(Saved entries)
##############################

PR #592, opened 2026-04-27
feat(tui): convoy task completion via command palette

rjwittams:
## Summary

Stage 6 PR 2: wire `x` on the Convoys tab to complete the selected task by opening the command palette pre-filled with the existing `convoy <id> task <name> complete` noun-verb command. The palette is the action surface — no bespoke confirm widget.

- Convoys tab gains nested focus. `j/k/up/down` move within the focused pane; `enter/l/right` drill from the convoy list into the task tree; `esc/left` returns. Bindings match the rest of the app (vim + arrow keys both work).
- `x` in the task tree opens the palette pre-filled with `convoy <id> task <task> complete `; pressing Enter dispatches the existing `ConvoyTaskComplete` command.
- Palette gains native `convoy` subject completions (active convoys from the namespace state) and task-name completions after `convoy <id> task <Tab>`. Typing the command directly works on any tab.
- Border style indicates focused pane; selected task highlighted in the tree.
- Plumbs `selected_task`, `focus`, and `namespaces` through `RenderContext` / `WidgetContext` so the convoys page widgets and the palette completion path can read them.

## Test plan
- [x] 884 unit tests pass (`cargo test -p flotilla-tui --lib --locked`)
- [x] 2 E2E tests pass (`cargo test -p flotilla-tui --test convoy_view_e2e --locked`) — the new test drives a real `InProcessDaemon` end-to-end: bootstraps a convoy with a task, types `l → x → Enter`, and asserts `TaskPhase::Completed` propagates back to the TUI's namespace state via `NamespaceDelta`
- [x] Workspace tests pass (`cargo test --workspace --locked`)

Branched off `main` after PR #590 merged. Stage 6 PR 3 (task attach) depends on the per-task Presentation addendum (`docs/superpowers/specs/2026-04-22-per-task-presentation-design.md`) and is not blocked by this PR.

### DIFF
--- a/crates/flotilla-core/src/config.rs
+++ b/crates/flotilla-core/src/config.rs
@@ -131,6 +131,8 @@ pub struct KeysConfig {
     #[serde(default)]
     pub convoys: HashMap<String, String>,
     #[serde(default)]
+    pub convoy_tasks: HashMap<String, String>,
+    #[serde(default)]
     pub action_menu: HashMap<String, String>,
     #[serde(default)]
     pub delete_confirm: HashMap<String, String>,
--- a/crates/flotilla-tui/src/app/key_handlers.rs
+++ b/crates/flotilla-tui/src/app/key_handlers.rs
@@ -405,11 +405,17 @@ impl App {
     }
 
     /// Open the command palette pre-filled with `convoy <id> task <task> complete `.
-    /// No-op when no convoy or task is selected.
+    /// No-op when no convoy or task is selected. Convoy ids and task names are
+    /// arbitrary strings (no validation), so they are routed through the
+    /// palette's quoting helper to round-trip whitespace and special characters.
     pub(super) fn open_complete_convoy_task_palette(&mut self) {
         let Some(convoy_id) = self.convoys_ui.selected.as_ref() else { return };
         let Some(task) = self.convoys_ui.selected_task.as_ref() else { return };
-        let prefill = format!("convoy {} task {} complete ", convoy_id.name(), task);
+        let prefill = format!(
+            "convoy {} task {} complete ",
+            crate::palette::quote_palette_token(convoy_id.name()),
+            crate::palette::quote_palette_token(task),
+        );
         let widget = crate::widgets::command_palette::CommandPaletteWidget::with_prefill(prefill, None);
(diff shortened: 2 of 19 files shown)


rjwittams:
Fixed in cb9fde6e.

1. **Task names with spaces** — verified there's no validation on task names in `WorkflowTemplate`, so this was a real footgun. Added a `quote_palette_token` helper next to the tokenizer that wraps in double quotes and escapes embedded `"`/`\` when needed, used it in the prefill for both the convoy id and task name. Round-trip property test exercises plain identifiers, whitespace, embedded quotes, and backslashes. Plus an integration test confirming `x` on a task named `"fix my bug"` produces `convoy fix-bug-123 task "fix my bug" complete `.

2. **Focus stuck on Tasks when clamped** — agreed, that visual limbo wasn't intentional. `clamp_selected_task` now also resets `focus` to `List` when it nulls out `selected_task`. Updated `delta_removing_selected_task_clamps_to_none` (renamed `_and_drops_focus`) to assert the new behavior.

3. **Dead `partial` branch** — replaced with the two early-returns you suggested.

`{:?}` for phase descriptions noted; will switch to `Display` when/if the enums grow one.

rjwittams:
Added the single-quote case (`it's`) to the round-trip test in 62b19849.

On the snapshot test concern — the `convoy_list_snapshot_three_phases` snapshot file on disk hasn't been touched by this PR (verified with `git diff origin/main -- crates/flotilla-tui/src/widgets/convoys_page/snapshots/`). Insta uses `ratatui::TestBackend` which renders character-only — bold border style isn't captured in the snapshot text, so the `focused: true` change doesn't show up there. The new `convoy_detail_with_selected_task_renders` test instead asserts the rendered text directly without insta to cover the style-changed paths, since insta wouldn't see the difference.

Linear scan in `convoy_task_completions` and `{:?}` for phase descriptions both noted as deferred, agreed they're not worth doing now.

rjwittams:
Added the limitation comment in f108ed7d. Verified the Enter-dispatch path uses `tokenize_palette_input` (quote-aware) so the command dispatches correctly even when Tab completion would mis-tokenize a hypothetical whitespace-bearing convoy id.

PR #596, opened 2026-05-13
refactor(daemon): thread provisioning namespace into convoy completion

### LINKED ISSUE #584: Thread provisioning namespace into convoy completion handling
From PR #582 review: https://github.com/flotilla-org/flotilla/pull/582#issuecomment-4248236077

InProcessDaemon handles MarkConvoyTaskComplete by reading Convoy resources from a hardcoded flotilla namespace, while provisioning startup/runtime uses RuntimeOptions::namespace.

Today this is not user-visible because Stage 4a runs in the default namespace, but it leaves convoy completion as the one provisioning path that bypasses namespace configuration.

Scope:
- choose a single source of truth for the provisioning/resource namespace
- thread that through InProcessDaemon convoy completion handling
- update tests so convoy completion works against non-default namespaces too

rjwittams:
## Summary
- Replace the hardcoded `"flotilla"` namespace in `InProcessDaemon`'s `ConvoyTaskComplete` handler with a configurable per-daemon namespace, set from `RuntimeOptions::namespace` at daemon-runtime startup.
- Make `flotilla_core::in_process::DEFAULT_PROVISIONING_NAMESPACE` the single source of truth for the default; `RuntimeOptions::default()` now pulls from it instead of duplicating the literal.

## Why
From PR #582 review: convoy completion was the one provisioning path that ignored `RuntimeOptions::namespace`. Not user-visible today because Stage 4a runs in the default namespace, but it left a configuration hole that would bite as soon as a non-default namespace is used.

## Test plan
- [x] New test `convoy_completion_command_targets_configured_provisioning_namespace` verifies completion targets the configured namespace and does not fall back to `"flotilla"`.

Closes #584.

### DIFF
--- a/crates/flotilla-core/src/in_process.rs
+++ b/crates/flotilla-core/src/in_process.rs
@@ -495,7 +495,16 @@ pub struct InProcessDaemon {
     /// `NamespaceDelta` events arrive on the broadcast channel.  Consulted by
     /// `replay_since` so reconnecting clients can receive missed namespace state.
     namespace_state: Arc<RwLock<HashMap<String, flotilla_protocol::namespace::NamespaceSnapshot>>>,
+    /// Provisioning namespace used by daemon-side resource operations (e.g.
+    /// looking up the Convoy whose task is being marked complete). Set by the
+    /// daemon runtime at startup; defaults to [`DEFAULT_PROVISIONING_NAMESPACE`].
+    provisioning_namespace: RwLock<String>,
 }
+
+/// Default provisioning namespace used until [`InProcessDaemon::set_provisioning_namespace`]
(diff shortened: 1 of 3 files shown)


rjwittams:
Thanks for the careful read. On the getter doc — leaving it as-is.

The setter's doc carries WHY information (caller + timing), but a getter doc here would be pure WHAT ("returns the namespace"), which CLAUDE.md explicitly steers away from ("Don't explain WHAT the code does, since well-named identifiers already do that"). The existing `daemon_socket_path` setter/getter pair I'm mirroring also has no doc on either side, so the asymmetry is intentional and consistent with repo precedent.

PR #597, opened 2026-05-13
refactor(daemon): replay_since reads namespace state from projection directly

### LINKED ISSUE #591: refactor: replay_since should read namespace state from ConvoyProjection directly
From PR #590 review: the namespace_state mirror in InProcessDaemon (crates/flotilla-core/src/in_process.rs) is a broadcast-subscriber-driven cache of convoy state, consulted by DaemonHandle::replay_since. This has correctness seams: on broadcast lag, the mirror can hold stale data; if a delta arrives without a prior snapshot (shouldn't happen but can under lag/race), synthesizing baseline risks client regression.

PR #590 patched the symptoms (clear on lag; skip delta-before-snapshot). The proper fix is structural: replay_since should consult ConvoyProjection's own in-memory view directly rather than relying on a mirror. Needs the projection to expose a borrow-compatible read-only accessor, or restructure so the projection owns the authoritative state for both live broadcast *and* replay.

Scope: affects only namespace-scoped replay; repo/host streams have their own authority structure.

Mentioned in the claude[bot] review at https://github.com/flotilla-org/flotilla/pull/590#issuecomment-4313877641 (and earlier rounds).

rjwittams:
## Summary

Previously, `InProcessDaemon` maintained a `namespace_state` mirror populated by a background subscriber on the broadcast channel, and `replay_since` consulted that cache. The mirror had two correctness seams:

- On broadcast lag we cleared the entire cache (no namespace state in replay until the next snapshot arrives).
- A delta arriving before any snapshot for a namespace had to be discarded to avoid synthesising a seq-0 baseline that would regress reconnecting clients.

This PR makes `ConvoyProjection` the sole owner of authoritative namespace state. A small new type — `NamespaceProjectionState` in `flotilla-core` — wraps an `Arc<RwLock<HashMap<String, NamespaceView>>>`, is cloned cheaply, and is shared between the projection (single writer) and `InProcessDaemon::replay_since` (reader). The broadcast-driven mirror, its subscriber task, and both workarounds disappear with it.

Wiring follows the existing `set_daemon_socket_path` / `set_provisioning_namespace` precedent: the daemon runtime constructs the shared state in `start_with_options` and installs it on the daemon before the projection is spawned.

Closes #591.

## Changes

- `flotilla-core/src/namespace_projection.rs` (new) — `NamespaceView` and `NamespaceProjectionState`.
- `InProcessDaemon`:
  - Drop `namespace_state: Arc<RwLock<HashMap<…, NamespaceSnapshot>>>` and the spawned broadcast subscriber.
  - Add `set_namespace_projection_state` / `namespace_projection_state` accessors.
  - `replay_since` reads directly from the projection state.
- `ConvoyProjection`:
  - Take `NamespaceProjectionState` at construction, read/write through it.
  - `apply_convoy_event` and `apply_presentation_event` lock the shared state instead of a private `HashMap`.
- `DaemonRuntime::start_with_options` creates the shared state once and installs it on the daemon before spawning the projection.

## Test plan

- [x] Replace `namespace_delta_before_snapshot_is_skipped` and `namespace_state_cleared_on_broadcast_lag` (which probed the mirror's failure modes) with two tests against the new direct-read path:
  - `replay_since_reads_namespace_snapshots_from_projection_state` — writes go into the shared state, `replay_since` synthesises a `NamespaceSnapshot` with the expected `seq` and convoys.
  - `replay_since_skips_namespace_when_last_seen_matches_seq` — client at the current `seq` does not receive a redundant snapshot.

### DIFF
--- a/crates/flotilla-core/src/in_process.rs
+++ b/crates/flotilla-core/src/in_process.rs
@@ -41,6 +41,7 @@ use crate::{
     },
     host_registry::HostCounts,
     model::{provider_names_from_registry, repo_name, RepoModel},
+    namespace_projection::NamespaceProjectionState,
     path_context::{DaemonHostPath, ExecutionEnvironmentPath},
     providers::{
         discovery::{discover_providers, run_host_detectors, DiscoveryResult, DiscoveryRuntime, EnvironmentAssertion, EnvironmentBag},
@@ -490,11 +491,11 @@ pub struct InProcessDaemon {
     /// Used to inject FLOTILLA_DAEMON_SOCKET into managed terminal sessions.
     daemon_socket_path: RwLock<Option<PathBuf>>,
     resource_backend: ResourceBackend,
-    /// Retained namespace snapshots, keyed by namespace name.
-    /// Updated by a background subscriber whenever `NamespaceSnapshot` or
-    /// `NamespaceDelta` events arrive on the broadcast channel.  Consulted by
-    /// `replay_since` so reconnecting clients can receive missed namespace state.
-    namespace_state: Arc<RwLock<HashMap<String, flotilla_protocol::namespace::NamespaceSnapshot>>>,
+    /// Shared with `ConvoyProjection` (in flotilla-daemon): the projection is the
+    /// sole writer, the daemon reads here for `replay_since`.  Replaces an earlier
+    /// broadcast-driven mirror that had correctness seams under lag and
+    /// delta-before-snapshot races.  Set by the daemon runtime at startup.
+    namespace_projection_state: RwLock<NamespaceProjectionState>,
     /// Provisioning namespace used by daemon-side resource operations (e.g.
     /// looking up the Convoy whose task is being marked complete). Set by the
     /// daemon runtime at startup; defaults to [`DEFAULT_PROVISIONING_NAMESPACE`].
@@ -626,7 +627,7 @@ impl InProcessDaemon {
             agent_state_store,
             daemon_socket_path: RwLock::new(None),
             resource_backend,
-            namespace_state: Arc::new(RwLock::new(HashMap::new())),
+            namespace_projection_state: RwLock::new(NamespaceProjectionState::new()),
             provisioning_namespace: RwLock::new(DEFAULT_PROVISIONING_NAMESPACE.to_string()),
         });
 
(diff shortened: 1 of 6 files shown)


rjwittams:
Thanks for the careful review.

**1. `emitted_initial_snapshot` leak (accepted).** Good layering point. Moved to a private `HashMap<String, bool>` on `ConvoyProjection`; `NamespaceView` in the core crate now only holds `convoys` + `seq` — what the shared contract actually needs. 8ae2a96c.

**2. `or_default()` (accepted).** Done in the same commit.

**3. Double `RwLock` on `namespace_projection_state` (kept).** Matches the existing `set_daemon_socket_path` / `set_provisioning_namespace` precedent on `InProcessDaemon`. Agreed `OnceCell` would model "set-once at startup" more precisely — happy to revisit those accessors together as substrate work later.

rjwittams:
Thanks. Three of the four taken:

**Two-step flag write (accepted).** Single read + single write now. d74f5d8f.

**`==` not `>=` (accepted).** Added a comment explaining the rationale — a client whose `last_seen` is ahead of the daemon (e.g. after a restart that resets in-memory seq) still receives a fresh snapshot.

**Test coverage (accepted).** Added:
- `replay_since_emits_only_stale_namespace_when_one_is_current` — multi-namespace replay with one current, one stale.
- `replay_since_resends_snapshot_when_client_seq_is_ahead` — regression guard for the `==` behaviour.

**Clone-then-lock comment (declined).** The pattern is `read().await.clone()` to release the outer lock before acquiring the inner; with names like `projection_state` and `all_snapshots()` carrying the intent, a comment would be explaining WHAT rather than a non-obvious WHY. CLAUDE.md's comment policy. Happy to revisit if the next reader trips over it.

rjwittams:
Thanks for the thorough pass.

**`HashSet<String>` over `HashMap<String, bool>` (accepted).** Done in 079c1cf3 — `contains()` reads cleaner.

**Brief comment on split read/write across the lock boundary (declined).** The safety here flows from `&mut self` on `apply_convoy_event`: no other caller can touch `self.emitted_initial_snapshot` (or anything else on the projection) while this method runs, even across the `await` on `self.state.write()`. Rust's borrow checker enforces this at the signature; a comment would be re-explaining the language. Happy to revisit if `apply_convoy_event` ever stops taking `&mut self`.

**Other observations (read accessor asymmetry, double-lock, Arc round-trip in `spawn_controller_loops`, RwLock<Option>, test setup helper):** all flagged as not requiring change. Agreed — leaving as-is for consistency with the existing `set_daemon_socket_path` / `set_provisioning_namespace` precedent. Worth revisiting together as a small substrate pass later.

rjwittams:
Thanks. Two of the four taken:

**1. Dead local in `start_with_options` (accepted).** Threaded `NamespaceProjectionState` through `spawn_controller_loops` as a parameter; the projection task no longer re-fetches it via the daemon getter, and the daemon `Arc` is no longer cloned just to reach the state. 5b36d8e7.

**2. Unreachable `else { return }` in `apply_presentation_event` (accepted).** Converted to `expect("convoy present; write lock held continuously from the cloned read above")` — same pattern as the neighbouring `get_mut`. Same commit.

**3 + 4 (no change).** State-without-writer when `start_controllers = false` is exactly the old behaviour and not a bug. Test setup helper is a fair quality note but, as you noted, consistent with the surrounding file — would be a follow-up cleanup rather than this PR.

rjwittams:
Added `#[derive(Debug)]` on `NamespaceProjectionState` in 2d340fd2. Enqueueing for merge.

PR #598, opened 2026-05-14
feat(daemon): bounded restart supervision for provisioning controllers

### LINKED ISSUE #583: Supervise provisioning controllers after reconcile-path errors
From PR #582 review: https://github.com/flotilla-org/flotilla/pull/582#issuecomment-4248236077

spawn_controller_loops now survives watch-stream disconnects inside ControllerLoop, but the outer daemon task still exits permanently if ControllerLoop::run() returns Err from reconcile-path work such as fetch_dependencies, apply_actuation, or status patching.

We should wrap each spawned provisioning controller in bounded restart supervision with backoff so transient backend/runtime failures do not silently disable provisioning until daemon restart.

Scope:
- add outer-loop restart/backoff around each controller task in crates/flotilla-daemon/src/runtime.rs
- fail loudly or surface metrics/logging when the retry budget is exhausted
- add a focused runtime test covering reconcile-path error recovery

rjwittams:
## Summary

- Wrap each `ControllerLoop` spawn in a new `supervise()` helper with bounded restart + exponential backoff
- Add `ControllerSupervision` config exposed via `RuntimeOptions::controller_supervision` (defaults: 10 consecutive failures, 100ms → 30s backoff, 60s reset window)
- Log at `error` level when the restart budget is exhausted

## Why

PR #582 made `ControllerLoop`'s internal watch loop survive watch-stream disconnects, but reconcile-path errors (`fetch_dependencies`, `apply_actuation`, status patches) still bubble out of `run()` and end the daemon's `tokio::spawn` task. Result: a single transient backend failure silently disabled provisioning until daemon restart.

The supervisor wraps each of the 7 controller spawn sites (Environment, Clone, Checkout, TerminalSession, TaskWorkspace, Presentation, Convoy). The 8th spawn (`ConvoyProjection`) has a different return type and is out of scope.

A run that survives `success_reset_after` resets the consecutive-failure counter — a controller that runs cleanly for a minute and then trips on a new error gets the full retry budget again, instead of accumulating toward exhaustion across the controller's lifetime.

## Test plan

- [x] 4 new unit tests covering supervise contract: clean-Ok, retry-until-success, budget exhaustion, reset-after-long-run
- [x] Existing `in_memory_stage4a_flow_reaches_running_and_completes_convoy` still passes (verifies wiring doesn't break the happy path)

Closes #583.

### DIFF
--- a/crates/flotilla-daemon/src/lib.rs
+++ b/crates/flotilla-daemon/src/lib.rs
@@ -5,3 +5,4 @@ pub mod cli;
 pub mod peer;
 pub mod runtime;
 pub mod server;
+pub mod supervisor;
--- a/crates/flotilla-daemon/src/runtime.rs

##############################

#### [How to complete this task]
Restate word for word the lines of the data above, starting at the line containing "--- a/crates/flotilla-tui/src/app/key_handlers.rs" and ending at the line containing "early-returns you suggested.", both included, and nothing more.

#### [Written solution]
--- a/crates/flotilla-tui/src/app/key_handlers.rs
+++ b/crates/flotilla-tui/src/app/key_handlers.rs
@@ -405,11 +405,17 @@ impl App {
     }
 
     /// Open the command palette pre-filled with `convoy <id> task <task> complete `.
-    /// No-op when no convoy or task is selected.
+    /// No-op when no convoy or task is selected. Convoy ids and task names are
+    /// arbitrary strings (no validation), so they are routed through the
+    /// palette's quoting helper to round-trip whitespace and special characters.
     pub(super) fn open_complete_convoy_task_palette(&mut self) {
         let Some(convoy_id) = self.convoys_ui.selected.as_ref() else { return };
         let Some(task) = self.convoys_ui.selected_task.as_ref() else { return };
-        let prefill = format!("convoy {} task {} complete ", convoy_id.name(), task);
+        let prefill = format!(
+            "convoy {} task {} complete ",
+            crate::palette::quote_palette_token(convoy_id.name()),
+            crate::palette::quote_palette_token(task),
+        );
         let widget = crate::widgets::command_palette::CommandPaletteWidget::with_prefill(prefill, None);
(diff shortened: 2 of 19 files shown)


rjwittams:
Fixed in cb9fde6e.

1. **Task names with spaces** — verified there's no validation on task names in `WorkflowTemplate`, so this was a real footgun. Added a `quote_palette_token` helper next to the tokenizer that wraps in double quotes and escapes embedded `"`/`\` when needed, used it in the prefill for both the convoy id and task name. Round-trip property test exercises plain identifiers, whitespace, embedded quotes, and backslashes. Plus an integration test confirming `x` on a task named `"fix my bug"` produces `convoy fix-bug-123 task "fix my bug" complete `.

2. **Focus stuck on Tasks when clamped** — agreed, that visual limbo wasn't intentional. `clamp_selected_task` now also resets `focus` to `List` when it nulls out `selected_task`. Updated `delta_removing_selected_task_clamps_to_none` (renamed `_and_drops_focus`) to assert the new behavior.

3. **Dead `partial` branch** — replaced with the two early-returns you suggested.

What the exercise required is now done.